IANAHL (I Am Not A Historical Linguist), but: Phonologically a whole bunch of sound changes have taken place over the past thousand years or so, reflected to varying degrees in different "dialects." (As noted above, 'dialect' is misleading, but since this is the standard term...) Mandarin, the official language of China, is fairly radical in the ways in which it has changed to eliminate, e.g., final -p/-t/-k consonants, complex tone sandhi, and other features still found in other Chinese dialects. One of the four tonal categories of Tang Chinese, the "entering tone," is totally gone in standard Mandarin, though some dialects of Mandarin in the northwest and Sichuan preserve it.

A tone split took place some time around a thousand years ago (not entirely sure when -- post-Tang, I think? Am guessing here) which resulted in Cantonese, e.g., having eight tones where middle Chinese had four. Going even further back, there's evidence for initial consonant clusters, which as far as I know no Chinese dialect today preserves.

So far as written Chinese goes, there have been a number of changes -- most obviously the character simplifications, but also changes in the grammar of even literary Chinese over time. And then of course beginning in the 20th century literary Chinese was phased out in favor of vernacular Chinese, which is when everything went all to hell.
posted by bokane at 7:50 AM on September 25, 2007


Also, responding more directly to I'm willing to accept this as an assertion, but I don't think it's guaranteed. China spent a great deal of effort preventing foreign influence for a good part of the time between then and now and it's inferrable that their languages changed less as a result.
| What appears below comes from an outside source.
PR #539, opened 2021-06-14
npm audit fix run in both src/ and src/app

dandwal:
### What

Audit was failing, so ran npm audit fix in both src/ and src/app to update dependencies and hopefully resolve security issues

There was always a disconnect between the official language -- in recent centuries, various forms of Mandarin -- and the languages spoken by local people. The uniformity of the writing system actually helped to create an environment in which different local languages could coexist without needing to standardize too much. Certain Chinese 'dialects' like Southern Min and Cantonese are more 'conservative,' but this was more a function of geography and distance from neighboring language groups than the result of official fiat -- that is, regions with lots of mountains and rivers separating them from the outside world, like the south and southeast of China, tend to have a greater linguistic diversity than the more easily travelled North China plain.
posted by bokane at 7:57 AM on September 25, 2007


To clarify some apparent misconceptions, the English of 1600 is considered Modern English. That's the English of Shakespeare. Yes, it's a little funny, the vocabulary's a little odd, but it's basically all there. I'm confident I could carry on a conversation with Shakespeare about as well as I can with someone who has a strong regional dialect from today.
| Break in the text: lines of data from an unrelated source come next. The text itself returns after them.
PR #545, opened 2021-06-30
Wire up new sign in functionality

dandwal:
### What

- New routing path added to server-side Florence /tokens
- id, refresh and access token now set on sign in into a cookie
- removed auth header being added client-side on outbound reqeusts, this happens on server side Florence so is not needed here
- Removed unused 'headers' property for fetch wrapper, since refactoring of above point this is unused so has been removed
- error that was never logged out is now logged out if server-side Florence is unable to set auth token header
- Cookie util can now set additional properties, Secure and SameSite
- go version incremented
- npm audit fix run in src/ and src/legacy

Note when the feature flag is enabled `ENABLE_NEW_SIGN_IN` a request is made to dp-identity-api to sign in rather than to Zebedee. Straight after this request, Florence attempts to access the /permissions endpoint of Zebedee however this request will fail. As such from a users point of view, you will see that there was a failure to sign in and a toast will appear explaining this. this is as expected. If we look at the network requests we can see that a request to 201 will succeed if you use a valid login for dp-identity-api, please ask if you require one - you can't use your usual Florence login as this is only registered against Zebedee.

Once the request is made we store the three returned tokens in cookies:
`refresh_token`
`access_token`
`id_token`

At the moment Florence is incredibly insecure. These three cookies are stored in the same manner the Zebedee token was stored as part of this task. There is another task to make these secure coming up, as part of that task access_token and refresh_token will be set via server-side Florence rather than client-side. As this is a public repository I won't divulge too much information on here around this but please feel free to ask if you need more information on this matter.

In previous work, we were setting the header on the client-side for authentication. This was actually incorrect and was unneeded but only discovered during this ticket. server-side Florence will set the header. As such this, newer but uneccesarry functionality has been ripped out.

When the feature is enabled we can see it working in the developer tools network tab client side:
Screenshot 2021-06-30 at 12 04 08

We can also see the cookies are set by going to `tokens/self` (note this is not a visual endpoint but as refresh cookie path is set to just /tokens/self as we don't want it to be exposed except when required you can go to the endpoint and see it. Otherwise, in Florence you will just see the id token and access token as their path is set to `/`:
Screenshot 2021-06-30 at 12 15 42

At the moment in this PR the cookies are set client-side, as was the way prior to this PR. This is bad. Auth cookies or any cookies with sensitive information should only ever be set server-side (via the `set-cookie` header which tells the browser to set the cookie). This is because the httpOnly attribute should be set. When this is set it will prevent JS from ever being able to access the cookie, which helps prevent XSS attacks and mitigate against CSRF attacks. It was decided that this was going to be split out into a second PR as it involves updating a number of our libraries to enable us to set these in server-side Florence. 

### How to review

- Check that when the feature flag is disabled that you can log into Florence like normal
- Check the code looks ok

### Who can review

Anyone except me


src/app/utilities/cookies.js
```diff
@@ -10,7 +10,7 @@ export default class cookies {
         return cookiesObject;
     }
 
-    static add(name, value, path, domain) {
+    static add(name, value, path, domain, sameSite, secure) {
```
mr-nick17, line 13: This is the upper limit of parameters for a method signature, consider breaking into a object

mr-nick17, line 13: This method has got 6 `if` statements. Consider breaking out the `error` handling into a separate function as these statements are not "`add`ing" anything (as per method name).

mr-nick17 (commented):
5 parameters are the upper limit for method signatures, appreciate some of it is existing code but the `add` method is ripe for refactoring.

No unit tests for `cookies.js`?

dandwal:
> 5 parameters are the upper limit for method signatures, appreciate some of it is existing code but the `add` method is ripe for refactoring.
> 
> No unit tests for `cookies.js`?

I have added tests for the add function in the spirit of 'clean campsite', whoever touches the other functions should create tests for those. 

Although note in the following PR the Auth cookies will no longer be set client-side (they never should have to be honest as they are vulnerable, this PR sets them as we decided to secure them we will make a new ticket in sprint as it requires reworking the reverseProxy and a few other libraries of ours so for the time being (in this PR) we will continue to set them client side)

mr-nick17 (approved):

Middle English, the language of Chaucer's Canterbury Tales, dates back to around 1200. It shows the French influence of the Norman Conquest. Back when I took History of English, we had to memorize the opening stanzas of the Canterbury Tales as they would have been pronounced. There are a lot of more or less regular substitutions to get from there to Modern English--it predates the Great Vowel Shift and a lot of other phonological changes, not to mention vocabulary, verb conjugation, etc. You can read the Canterbury Tales with a cheat sheet, but it's work. If you found yourself transported back to 1200 AD England, you could probably fake Middle English after a week.

Old English, the language of Beowulf, dates back to about 750 AD. That's a totally different language, and has as much in common with Danish as it does with Modern English. Learning that would be like learning a foreign language.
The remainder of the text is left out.